- **ABOUT THIS TASK**
Search the records below for "multitool" and copy every line it turns up in.

◆ ◆ ◆ ◆ ◆

PR #794, opened 2025-09-02
Meet new bandit class: the pioneer 

DelineFortune:
## About The Pull Request

Adds support bandit class
They can dig they can kill you with their strong saperka shovel (it has low speed so dont stay on one place to avoid getting hit you retard)
They can place traps
Stupid people cannot disarm traps
Bandits/Wardens can see placed traps well
Other ppl can barely see it
Bandits/wardens/vl/lich/wretch or **any person without armor training** or **dodge expert** cannot trigger those traps
If you dont want to get hit by it dont pick combat classes and travel across antags lands???

## Testing Evidence

image

## Why It's Good For The Game

coz 95% of our prs are:
cool unique balance jacks upgrades like ''remove antag class or numberfuck it''
9 of 10 antag design are 'rush to target click them until horisontal' so game design, so cooooooooooooooool


notafurryy:
bandits aren't really the kind of antag that can fortify stuff, it's mostly highway robbery and smash and grab stuff, you aren't sticking around long enough to build stuff or set up traps, unless it's a combat door wall to block off access which is ass

S-Z-F:
> Strange WW2 german officer looking coat... Also, why can specific people just walk through the traps and not trigger them? I understand bandits, but why liches or wardens?
> 
> Another thing - "Saperka" is a Polish name for a modern, foldable shovel-multitool. That shit didn't exist until about 1860.

As i was gonna add before you blocked my comments over any signs of criticism - the idea doesn't seem bad, but we would have to actually put it in a round to see if its good or not. Maybe adding a timer for the traps before they dissapear would be a good idea? That way bandits wont just leave these around randomly in bad faith to frag people remotely with their invisible trap.

Just-Sim:
> > Strange WW2 german officer looking coat... Also, why can specific people just walk through the traps and not trigger them? I understand bandits, but why liches or wardens?
> > Another thing - "Saperka" is a Polish name for a modern, foldable shovel-multitool. That shit didn't exist until about 1860.
> 
> As i was gonna add before you blocked my comments over any signs of criticism - the idea doesn't seem bad, but we would have to actually put it in a round to see if its good or not. Maybe adding a timer for the traps before they dissapear would be a good idea? That way bandits wont just leave these around randomly in bad faith to frag people remotely with their invisible trap.

did u make an alt just to comment on this post??? how much free time do u have??

PoltavskaPraca:
Looks cool and interesting. Saperka name is a bit too on the nose, for me personally but u know why.

Gorilla warfare is real.

DorfGuy1:
We already have a trap system that's just criminally underused. Letting the bandits get a special snowflake way of making them just feels lame. Expand the systems we already have.

pengisbungholius:
something else I'd just realized, the snowflake interactions between wretches and wardens with the traps seems a little odd:

what if wretches DON'T side with bandits what if they side against them? what about when a guard/merc/whatever sides with bandits? rontz rings have to be put onto people already, shouldn't it check for the bandit scomstone instead of checking for roles? or is that not possible? it would be quite lame to not only get hurt by your new allies, but to also be actively ruining the trap placement by walking onto/being dragged onto your new bandit ally's traps.

and, not sure if the duke/whoever else job change thing sets them to be a warden for the effects of the trap, but it might also be a chafing point for the intended effect (of dissuading MAA/knight/squire/adventurer/adv+ roles from charging towards bandits alone: what if adventurers could just get retitled to warden to dodge traps?)

DelineFortune:
> something else I'd just realized, the snowflake interactions between wretches and wardens with the traps seems a little odd:
> 
> what if wretches DON'T side with bandits what if they side against them? what about when a guard/merc/whatever sides with bandits? rontz rings have to be put onto people already, shouldn't it check for the bandit scomstone instead of checking for roles? or is that not possible? it would be quite lame to not only get hurt by your new allies, but to also be actively ruining the trap placement by walking onto/being dragged onto your new bandit ally's traps.
> 
> and, not sure if the duke/whoever else job change thing sets them to be a warden for the effects of the trap, but it might also be a chafing point for the intended effect (of dissuading MAA/knight/squire/adventurer/adv+ roles from charging towards bandits alone: what if adventurers could just get retitled to warden to dodge traps?)

will check after tms quality of life going to be added later

>are they supposed to get more bows/crossbows skill than knaves? knave's code comment says it's supposed to be the sneaky ranged class, and they get specialized into crossbows OR bows, while the pioneer gets 5 in each?

>also WOW they get like 18 stat points? I assume this is because of their lack of dodge expert/armor training? should that be code commented so that it's clearer for the future?
for reference: the iconoclast gets 12, and has heavy armor training; the knave gets 14 and has dodge expert - its not that critical. 

They have no speed no dodge and light armor only - there literally nothing they can do again any 2 tiles weapon 
they are too addicted to other bandits/their traps

necti-dev:
* This is really not fitting with the medieval fantasy theme, as implemented. I understand you enjoy modern warfare servers, but this shouldn't be one.
* The `has_exempt_role()` proc is bad. This is what traits are for.
* Same with `has_required_trigger_trait()`. You add an immunity trait for this kind of thing. Which is what the other proc does. The mixture of both is just confusing.
* Same for `is_exempt_viewer()`
* The skill spread and stats of these guys are really inflated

◆ ◆ ◆ ◆ ◆

- **OUTPUT OF THE EXERCISE**
> Another thing - "Saperka" is a Polish name for a modern, foldable shovel-multitool. That shit didn't exist until about 1860.
> > Another thing - "Saperka" is a Polish name for a modern, foldable shovel-multitool. That shit didn't exist until about 1860.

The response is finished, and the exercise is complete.